__The problem__.
Output each line of the data word for word, from the first through the line that holds "of this thread**_", and leave off whatever follows.

[[ Data in this exercise open ]]

Issue #5652, opened 2015-11-12
$elemMatch with RegExp is not taken into account in calculating mongo observe key


lirbank:
**_UPDATE: Workaround available at the bottom of this thread**_

Given a publish function that takes a param which is used to query the DB using $elemMatch, the subscriber is not being updated after the initial data has been sent, despite the subscription being dynamically reloaded. It works as expected as long as $elemMatch is not being used.

Reproduction (vanilla Meteor 1.2.1, removed autopublish and insecure packages):
https://github.com/lirbank/meteor-elemmatch-regex-test
1. Start the app (or reload the browser) - all (five) persons are published.
2. Keep an eye on the server console.
3. In the "Search by job title" input, type "CEO" (all well - server says five persons found with job title "CEO" and five persons available in minimongo).
4. Now add any character after CEO eg "CEOX" so that the search match no persons/titles (error - server says zero persons are found with job title "CEOX" but minimongo says five).

This only happens when using [$elemMatch with RegExp](https://github.com/lirbank/meteor-elemmatch-regex-test/blob/master/server/server.js#L21-L25), not when [using RegExp directly](https://github.com/lirbank/meteor-elemmatch-regex-test/blob/master/server/server.js#L17) to query a subdocument in an array.

lirbank:
Alternative test:

1. Start the app (or reload the browser) - all (five) persons are published.
2. Keep an eye on the server console.
3. In the "Search by job title" input, type "CoCEO" (all well - server says no persons found with job title "CoCEO" and no persons available in minimongo).
4. Now remove the first two character "Co" leaving only "CEO" in the input (error - on the server we see that there are now five matches but the client says there are zero).

lirbank:
Update:

1. I've tried to with a low level publish function instead of simply returning the cursor, but the problem remains.

2. A cheezy workaround is to stop the subscription in the autorun function before re-running it, it works but forces a full re-load of all the subscribed data so it's slow and flickers as the template has to be re-rendered, etc. (not ideal):

```javascript
Template.Persons.onCreated(function () {
  Session.setDefault('searchStr', '');

  let self = this;
  let handle;

  this.autorun(function () {
    if (handle) handle.stop();
    handle = self.subscribe('persons', Session.get('searchStr'));
  });
});
```

tmeasday:
Thanks for the repro @lirbank! That's very helpful.

[...]

PR #8821, opened 2017-06-19
Handle regular expressions in EJSON

sebakerckhof:
Fixes: https://github.com/meteor/meteor/issues/5652

Background (kudos to: https://github.com/meteor/meteor/issues/5652#issuecomment-157544912 for pointing in the right direction):
Meteor multiplexes/re-uses duplicate observers. For fast look-up of duplicate observers it creates a hash with some properties of the cursor (e.g. selector, projection, ...).
However, for this hash it simply uses `JSON.stringify` ( https://github.com/meteor/meteor/blob/a4de554a95455e91b5d7e71c4c611c2e78725d5e/packages/mongo/mongo_driver.js#L1221 ) , which can not stringify regular expressions. This leads to a problem where different queries would re-use the same (wrong) observer.

However, this selector has already passed the `Mongo.Collection._rewriteSelector` (https://github.com/meteor/meteor/blob/906aab4447ace6cedf873abe0f3c99ad5539cadc/packages/mongo/collection.js#L369) method, which should replace regular expression objects with the alternative `{ $regex: '', $options: '' }` syntax. The problem is that `Mongo.Collection._rewriteSelector` doesn't do its work thoroughly and misses regular expressions inside `$elemMatch` amongst others.

Btw, since order of JSON doesn't guarantee the order of keys in an object, this is probably not the best way to 'hash' the selector, but that's another issue.

Approaches considered:

1. Fix `_rewriteSelector`. This would mean replace every occurence of a regular expression, even deeply nested once in `$elemMatch` and `$in` (amongst others?)

This poses 2 problems:
- The `$in`-array does not support  `{ $regex: '', $options: '' }` syntax
- `_rewriteSelector` is called multiple times for each query, and `$in` can sometimes contain long lists (at least in my apps) which would be a potential serious performance hit.

2. Just use a replacer function in the `JSON.stringify` method here: https://github.com/meteor/meteor/blob/a4de554a95455e91b5d7e71c4c611c2e78725d5e/packages/mongo/mongo_driver.js#L1221
This could check if a value is a RegExp instance and replace it with something serializable

This is the least obtrusive way (like 1 line of code) to fix the specific problem mentioned in: https://github.com/meteor/meteor/issues/5652
However, that still leaves a buggy `_rewriteSelector`. And my mom always thought me I shouldn't do half-assed work, which is why I went for option 3

3. Add support to EJSON for RegExp stringify/parsing. This solves the problem with both `_rewriteSelector` and with `observeKey`-hash.

This is IMO the most elegant solution, but it's also the most obtrusive. From what I can make out from the comments in the code the only reason `_rewriteSelector` replaced regular expressions is to make them DDP-serializable (although it's not clear why it should be DDP-serializable), which this approach achieves. 
But there might be something crucial I'm missing here. Please review

### DIFF
--- a/packages/ejson/ejson.js
+++ b/packages/ejson/ejson.js
@@ -94,6 +94,21 @@ var builtinConverters = [
       return new Date(obj.$date);
     }
   },
+  { // RegExp
+    matchJSONValue: function (obj) {
+      return _.has(obj, '$regexp') && _.has(obj, '$flags') && _.size(obj) === 2;
+    },
+    matchObject: function (obj) {
+      return obj instanceof RegExp;
+    },
+    toJSONValue: function (regexp) {
+      return { $regexp: regexp.source, $flags: regexp.flags };
+    },
+    fromJSONValue: function (obj) {
+      //replaces duplicate / invalid flags
+      return new RegExp(obj.$regexp, obj.$flags.replace(/[^gimuy]/g,'').replace(/(.)(?=.*\1)/g, ''));
+    }
+  },
   { // NaN, Inf, -Inf. (These are the only objects with typeof !== 'object'
     // which we match.)
     matchJSONValue: function (obj) {
--- a/packages/ejson/ejson_test.js
+++ b/packages/ejson/ejson_test.js
@@ -185,6 +185,16 @@ Tinytest.add("ejson - parse", function (test) {
   );
 });
 
+Tinytest.add("ejson - regexp", function (test) {
+  test.equal(EJSON.stringify(/foo/gi), "{\"$regexp\":\"foo\",\"$flags\":\"gi\"}");
+  var d = new RegExp("foo", "gi");
+  var obj = { $regexp: "foo", $flags: "gi" };
+
+  var eObj = EJSON.toJSONValue(obj);
+  var roundTrip = EJSON.fromJSONValue(eObj);
+  test.equal(obj, roundTrip);
+});
+
 Tinytest.add("ejson - custom types", function (test) {
   var testSameConstructors = function (obj, compareWith) {
     test.equal(obj.constructor, compareWith.constructor);
--- a/packages/minimongo/selector.js
+++ b/packages/minimongo/selector.js
@@ -775,8 +775,7 @@ ELEMENT_OPERATORS = {
       var regexp;
       if (valueSelector.$options !== undefined) {
         // Options passed in $options (even the empty string) always overrides
-        // options in the RegExp object itself. (See also
-        // Mongo.Collection._rewriteSelector.)
+        // options in the RegExp object itself. 
 
         // Be clear that we only support the JS-supported options, not extended
         // ones (eg, Mongo supports x and s). Ideally we would implement x and s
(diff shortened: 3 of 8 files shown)


hwillson:
Thanks for taking a look at this @sebakerckhof! I agree, option 3 sounds like the best path forward. I've looked over your changes, and so far everything looks great. Could you look into why the tests are failing though? It looks like they're getting hung up in the [async upsert tests ](https://github.com/meteor/meteor/blob/1eb578927e983676f4fed1d7836c8adf8355be20/packages/mongo/mongo_livedata_tests.js#L1846) for some reason. Once the tests are passing I'll do a more thorough review/testing.

hwillson:
@sebakerckhof - why did you close this? These changes looked promising - did you uncover potential problems?

sebakerckhof:
Oops, I must have accidentally clicked the close button.

sebakerckhof:
@benjamn These tests are failing here because not all browsers (and the test environment) support ` RegExp.prototype.flags`.
However, even if I add the `ecmascript` package as a dependency of the `ejson` package, the test keeps failing in those environments. Shouldn't that have added a polyfill for it?

abernix:
Currently, `core-js/es6/regexp` is not included in [`ecmascript-client-runtime`](https://github.com/meteor/meteor/blob/6bde360b9c075f1c78c3850eadbdfa7fe271f396/packages/ecmascript-runtime-client/runtime.js#L34).  Not sure if this was an intentional omission by @benjamn during [the reorganization](https://github.com/meteor/meteor/commit/02cbf94834bac2e01d8e8f2c3bf73a407cc00bcb) but it went from being included to being not included.

sebakerckhof:
@benjamn can you shed your light on this?

benjamn:
@sebakerckhof If you rebase against `devel`, you should get a version `ecmascript-runtime-client` that includes the `core-js/es6/regexp` polyfills.

sebakerckhof:
@benjamn thanks, seems to work now.

@hwillson tests are passing. I had to close & re-open again because travis had a segmentation fault first time. Circle CI has 1 failure (also segmentation fault) but that should be unrelated.

hwillson:
@sebakerckhof Just a quick FYI; I've added a few extra commits here to help fix the recent CircleCI issues we've been running into. I needed to use one of the open PR's to help troubleshoot, and we we're planning on merging this PR as soon as the tests passed, so it was a good fit for the additional changes / testing. Tests are passing now, so we're all set here. Thanks!

packages/ejson/ejson.js
```diff
@@ -94,6 +94,21 @@ var builtinConverters = [
...
+    },
+    matchObject: function (obj) {
+      return obj instanceof RegExp;
+    },
+    toJSONValue: function (regexp) {
+      return { $regexp: regexp.source, $flags: regexp.flags };
+    },
+    fromJSONValue: function (obj) {
+      //replaces duplicate / invalid flags
+      return new RegExp(obj.$regexp, obj.$flags.replace(/[^gimuy]/g,'').replace(/(.)(?=.*\1)/g, ''));
```
mitar: So global flag gets removed?

sebakerckhof: No, mind the '^', which is a negation.

mitar: Ah, true. :-)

[[ Data in this exercise closed ]]

__Solution__.
Issue #5652, opened 2015-11-12
$elemMatch with RegExp is not taken into account in calculating mongo observe key


lirbank:
**_UPDATE: Workaround available at the bottom of this thread**_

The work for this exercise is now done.